(Stored data entries)
PR #4955, opened 2026-07-30
Add foreground window primary monitor hotkey

fjdiazt:
## Changelog

* Add Ctrl+Alt+Shift+W action that moves only the foreground window to the primary monitor.

### DIFF
--- a/mods/gather-windows-to-monitor.wh.cpp
+++ b/mods/gather-windows-to-monitor.wh.cpp
@@ -2,7 +2,7 @@
 // @id              gather-windows-to-monitor
 // @name            Gather Windows To Monitor
 // @description     Move eligible open windows to a chosen monitor with global hotkeys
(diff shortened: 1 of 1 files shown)


fjdiazt:
/ready-for-reviewer

Leaving the latest AI findings unaddressed:
- The DPI-awareness finding doesn’t apply because windhawk.exe declares PerMonitorV2, and worker threads inherit the process default.
- The overlap/generalization suggestion is intentionally out of scope. This update adds one foreground-to-primary action alongside the existing bulk-gather workflow.
- The optional improvements and functionality notes are deferred or intentional behavior, not required for this update.

m417z:
Please do the first two optional improvements that were missed in the previous submission:

> `Enabled` setting is redundant

> `DebugLogging` setting is redundant too

PR #4960, opened 2026-07-31
v2.7.0: Fix verb truncation, & stripping, atomic SendInput; enhance context menu matching

LiHua81:
## Summary

v2.7.0 update for Click on Empty Explorer.

### Bugfixes
- **Verb truncation:** `GCS_VERB` → `GCS_VERBA` — Unicode build was writing wide chars into `CHAR*` buffer, truncating all verbs to 1 character
- **& markers:** `StrContainsNorm` now strips `&` so "Git Bash" matches "Open Git Ba&sh here"
- **SendInput:** merged split press/release calls into single atomic call

### Improvements
- **Perf:** subclass procs skip `CopySettings()` for unhandled messages
- **Debug:** dump shows normalized match text per entry (`→ match:`)
- **Docs:** expanded Context Menu Match section with rules table
- **Open in Terminal:** now launches Windows Terminal directly via `wt.exe -d <folder>` instead of matching the context-menu entry. Works on non-English Windows and survives shell updates that rename the menu verb/text. Requires Windows Terminal to be installed.

## Test Plan

- Configure a trigger (e.g. double-click) to "Open in Terminal", then click empty space in a normal folder → Windows Terminal opens in that folder
- Repeat with a folder whose path contains spaces → terminal opens in the correct folder (path is quoted)
- Switch the system display language to a non-English locale → "Open in Terminal" still works (no longer depends on localized menu text)
- Virtual folders (This PC, Recycle Bin) → no terminal opens; mod logs a note instead of crashing
- Other actions (Go Up, Duplicate Tab, Open in VS Code, Custom Hotkey, etc.) still function as before
- Enable the Windhawk debug log and confirm no errors/exceptions during the above

## MOD AUTHORSHIP

- [ ] Claude
- [ ] Gemini
- [ ] ChatGPT
- [x] Another AI (please specify): CodeBuddy Code
- [ ] Other (please specify): ____


LiHua81:
Regarding the `openInVSCode` default: keeping `L"Code"` deliberately.

The VS Code background verb is install-dependent — on my machine it is registered as `AnyCode` (`HKCR\Directory\Background\shell\AnyCode`), not `VSCode`, so switching the default to `L"VSCode"` would break the action on standard installs: the exact pass would miss, and the substring pass cannot match `vscode` inside `anycode` anyway. A substring default of `"Code"` is the only one that reliably matches the entry across install variants and localized labels, at the cost of the documented Encode/Decode-style collision risk, which users can avoid with the per-trigger *Context Menu Match* override or by typing the entry verb.

m417z:
Any reason not to address the finding in the last review with the suggested fix?

> Fix by taking an owning reference for the duration of the call — the object then survives a nested release, and the nested `g_pUIAutomation = nullptr` still does the right thing for the next click:
> 
> ```
> winrt::com_ptr<IUIAutomation> pUIA;
> pUIA.copy_from(GetUIAutomation());
> if (!pUIA)
>     return DefSubclassProc(hWnd, uMsg, wParam, lParam);
> ```

LiHua81:
Regarding the openInVSCode finding: left as-is deliberately. The suggested exact match `VSCode` does not hold on this machine — the only VS-related folder-background verb registered here is `AnyCode` (Visual Studio's VSLauncher, ProgrammaticAccessOnly), and no `VSCode` verb exists in either HKCR or HKCU, so `VSCode` would also fall through to the substring pass. The `Code` preset is equivalent to `openWithContextMenu` with a preset string; users wanting an exact hit can set the per-trigger Context Menu Match. Functionality is frozen for this revision.

PR #4979, opened 2026-08-01
Add Control Panel in Modern File Explorer

crazyboyybs:
## Changelog

* Changelog item 1...
* Changelog item 2...

## Mod authorship

This mod was created by:

- - [ ] Claude
- - [X] ChatGPT
- - [ ] Gemini

### DIFF
--- a/mods/control-panel-in-modern-file-explorer.wh.cpp
+++ b/mods/control-panel-in-modern-file-explorer.wh.cpp
@@ -48,6 +48,10 @@ customizations.
   continue to follow that setting.
 * Pinning a Control Panel window pins File Explorer because the window shares
   File Explorer's taskbar identity.
+* Control Panel launched via Run (`Win+R` → `control`) or `control.exe`
+  directly is also covered — the mod hooks `control.exe` too, since it goes
+  through the same host-selection functions before launching its own
+  Explorer window.
 
 ---
 
@@ -81,6 +85,10 @@ do Explorador legado.
   As pastas comuns continuam seguindo essa configuração.
 * Fixar uma janela do Painel de Controle fixa o Explorador de Arquivos, pois a
   janela compartilha a identidade do Explorador na barra de tarefas.
+* O Painel de Controle aberto pelo Executar (`Win+R` → `control`) ou
+  diretamente pelo `control.exe` também é coberto — o mod também intercepta
+  o `control.exe`, pois ele passa pelas mesmas funções de seleção de host
+  antes de abrir sua própria janela do Explorer.
 
 ---
 
@@ -115,6 +123,10 @@ personalizaciones heredadas de Explorer.
   proceso independiente. Las carpetas normales siguen respetando esa opción.
 * Anclar una ventana del Panel de control ancla el Explorador de archivos porque
   la ventana comparte su identidad en la barra de tareas.
+* El Panel de control abierto mediante Ejecutar (`Win+R` → `control`) o
+  directamente con `control.exe` también está cubierto — el mod también
+  engancha `control.exe`, ya que pasa por las mismas funciones de selección
+  de host antes de abrir su propia ventana de Explorer.
 */
 // ==/WindhawkModReadme==
 
@@ -154,8 +166,11 @@ static LoadLibraryExW_t LoadLibraryExW_Original;
 static thread_local IPropertyStore* g_controlPanelPropertyStore;
 static std::atomic<bool> g_explorerFrameInitializationStarted;
 static std::atomic<bool> g_setValueHookInstalled;
+static std::atomic<WindowPropertyStore_SetValue_t> g_hookedSetValue;
+static std::atomic<bool> g_propertyStoreMismatchLogged;
 static std::atomic<bool> g_unloading;
 static HMODULE g_explorerFrameRef;
+static HMODULE g_setValueModuleRef;
 
 static bool IsCopiedAppIdentityProperty(const PROPERTYKEY& key) {
     return IsEqualPropertyKey(key, PKEY_AppUserModel_RelaunchCommand) ||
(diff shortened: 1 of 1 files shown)


crazyboyybs:
/ai-review

Addressed all required review items. The `IPropertyStore::SetValue` hook was retained because runtime logs confirmed that `PKEY_AppUserModel_ID` is written directly and bypasses `CopyPropertyFromItemToPropStore`, it is now best-effort, COM-safe, and scoped to the exact Control Panel property store. The README now explains how the mod differs from aerexplorer and includes a screenshot

crazyboyybs:
/ai-review

Addressed all required findings and optional improvements. The additional `CExplorerLauncher::GetHostFromTarget` hook was not added because the existing `UseSeparateProcess` hook already handles Control Panel specifically, and testing confirmed that “Launch folder windows in a separate process” does not interfere with the mod. A generic symbol-resolution retry was also omitted because it could duplicate partially registered hooks without reliably distinguishing transient failures from missing symbols. All other suggested safety, late-loading, logging, and cleanup improvements were applied

crazyboyybs:
/ai-review

Addressed all required findings and optional improvements. The additional `CExplorerLauncher::GetHostFromTarget` hook was not added because the existing `UseSeparateProcess` hook already handles Control Panel specifically, and testing confirmed that “Launch folder windows in a separate process” does not interfere with the mod. A generic symbol-resolution retry was also omitted because it could duplicate partially registered hooks without reliably distinguishing transient failures from missing symbols. All other suggested safety, late-loading, logging, and cleanup improvements were applied

Anixx:
How is this mod different from this one? https://windhawk.net/mods/cpl-classic-view-lite

crazyboyybs:
> How is this mod different from this one? https://windhawk.net/mods/cpl-classic-view-lite

@Anixx  They do two different things, mine forces the control panel to open inside the new file explorer with the winui bar and makes it not look like a different program on the taskbar. Also, both can be used together for better integration inside file explorer

Anixx:
Hmmm. What is "new file explorer"? As far as I know, there is only one so far.

Your mod makes File Explorer to hang if Control Panel is opened from OpenShell start menu on my system (does not hang if opened another way).

crazyboyybs:
> Hmmm. What is "new file explorer"? As far as I know, there is only one so far.
> 
> Your mod makes File Explorer to hang if Control Panel is opened from OpenShell start menu on my system (does not hang if opened another way).

Control Panel opens in a separate window with the old ribbon interface. This mod redirects it to the one with new winui top part and forces it to not have it's own app icon or separate process on the taskbar. As for the hang, I can probably look into it in a new version, is not top priority as open shell is a third party program

crazyboyybs:
/ai-review

`Wh_ModAfterInit` no longer calls `Wh_ApplyHookOperations()` unconditionally, it now tracks whether anything was actually registered before applying. Also added null guards for `IsControlPanel_Original` in both `UseSeparateProcess_Hook` and `CopyPropertyFromItemToPropStore_Hook`, so a partial `HookSymbols` failure can no longer reach a null call. Re-tested `SHGetPropertyStoreForWindow` with the `HWND_MESSAGE` probe window (logging enabled, Explorer restarted): no `"Failed to hook IPropertyStore::SetValue"`, and `"Suppressed Control Panel AppUserModel.ID"` logs for every Control Panel window, taskbar grouping confirmed working

crazyboyybs:
/ai-review

Dropped the `HWND_MESSAGE` probe window entirely. The SetValue hook is now installed lazily from the real `IPropertyStore` the first time `CopyPropertyFromItemToPropStore_Hook` sees a Control Panel item, no `CoInitializeEx`, no window, no -lole32 (needed -luuid instead, for `GUID_NULL`). `GET_MODULE_HANDLE_EX_FLAG_PIN` replaced with an ordinary reference, released in a new Wh_ModUninit (and in Wh_ModInit's own failure path, since Wh_ModUninit doesn't run there). `CopyPropertyFromItemToPropStore` is now optional=true, losing that symbol on a future build only drops taskbar-identity suppression, not the mod's main feature

crazyboyybs:
The lazy `SetValue` install now checks `g_unloading` before calling `SetFunctionHook/ApplyHookOperations`, closing the narrow teardown-window crash you flagged (verified both API contracts directly in windhawk_api.h). Confirmed via log that control.exe's `Wh_ModInit` does reach `InitializeExplorerFrameHooks`, documented in the README's Known behavior section (all three languages)

Also found, while confirming the above, that the `GetHostFromTarget` CLSID substitution has never actually fired in any tested launch path (Start menu, Win+R, before or after include control.exe), `UseSeparateProcess_Hook` alone, once active inside control.exe too, is what fixes Win+R: `GetHostFromTarget`'s own internal logic already returns `CLSID_DesktopExplorerHost` once `UseSeparateProcess` says "don't use a separate process", confirmed directly from a control.exe log line. Downgraded the hook to diagnostic-only (logs if the legacy CLSID is ever seen, no longer mutates it) rather than ship a substitution that's
never been exercised, matches your own note that a wrong sentinel there could break Control Panel entirely in some untested config

Took the rest of the optional items: removed the dead `if (!result)` check (verified against the x64 ABI, a function returning a struct by value always returns the hidden-return-slot pointer, never null), added a module reference for whatever DLL implements `IPropertyStore::SetValue` (symmetric with the existing ExplorerFrame.dll one, matters more now with the short-lived control.exe host), and both `Wh_ApplyHookOperations()` call sites now log on failure. Restored the "different `SetValue` implementation" diagnostic without the probe window, compares against what was actually installed instead of a probe-derived pointer

Kept the `SHCreateItemFromIDList` ordering as it is, the diagnostic value proved itself this round, and `GetHostFromTarget` turns out to only fire for the four special-cased host CLSIDs, not on every window open, so the trade-off is smaller than it looked

/ai-review

crazyboyybs:
Re-tested the Open-Shell hang against current code and is confirmed fixed. The suspected cause (`CoInitializeEx` -> `CreateWindowExW` -> `SHGetPropertyStoreForWindow` -> `CoUninitialize` running synchronously at mod startup) was already removed in the previous round's probe-window deletion. Removed `GetHostFromTarget_Hook` entirely, it had been reduced to log-only and never fired in any tested path, so it was pure cost (a symbol resolution, a hook, and a `SHCreateItemFromIDList` + `IsControlPanel` pair per host-selection call) for nothing. Also dropped wrl/client.h and the entire @compilerOptions line with it, verified via a real link pass that nothing in the file needs any extra library anymore. Investigated hooking the real ExplorerFrame caller instead of `IPropertyStore::SetValue`. Found it, `CShellBrowser::OnNavigationResult`, confirmed by disassembling it directly (WinDbg). It's exactly what you mentioned, `SHGetPropertyStoreForWindow`, four `CopyPropertyFromItemToPropStore` calls, then a direct `SetValue(PKEY_AppUserModel_ID)` through vtable slot 6. Decided not to migrate: the HWND it operates on comes from a private `CShellBrowser` field (`GetAncestor`-derived, no public accessor confirmed, would need to verify `CShellBrowser` implements `IOleWindow::GetWindow()`, which I couldn't confirm). Migrating would trade a verified, tested mechanism (with the `g_unloading` fix already closing the one concrete crash risk) for one resting on an unconfirmed private-ABI assumption, to satisfy a soft "avoid if possible" performance note rather than a proven bug, especially now that the hang this was meant to help diagnose is confirmed fixed by an unrelated change. Kept the current shape plus the mismatch diagnostic, per your own fallback allowance.

Took both optional items: `g_explorerFrameRef` is now `std::atomic<HMODULE>` (real cross-thread race, now consistent with the rest of the file), and `RefSetValueModule`/`g_setValueModuleRef` are gone per your own follow-up note that the reference wasn't buying enough to justify it. Added the cpl-classic-view-lite differentiation sentence to the README (all three languages)

/ai-review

◆ **EXERCISE PROMPT**: From the data above, reproduce word for word the lines running from the line with "## Test Plan" to the line with "- Repeat with", ends included.

◆ **YOUR SOLUTION**:
## Test Plan

- Configure a trigger (e.g. double-click) to "Open in Terminal", then click empty space in a normal folder → Windows Terminal opens in that folder
- Repeat with a folder whose path contains spaces → terminal opens in the correct folder (path is quoted)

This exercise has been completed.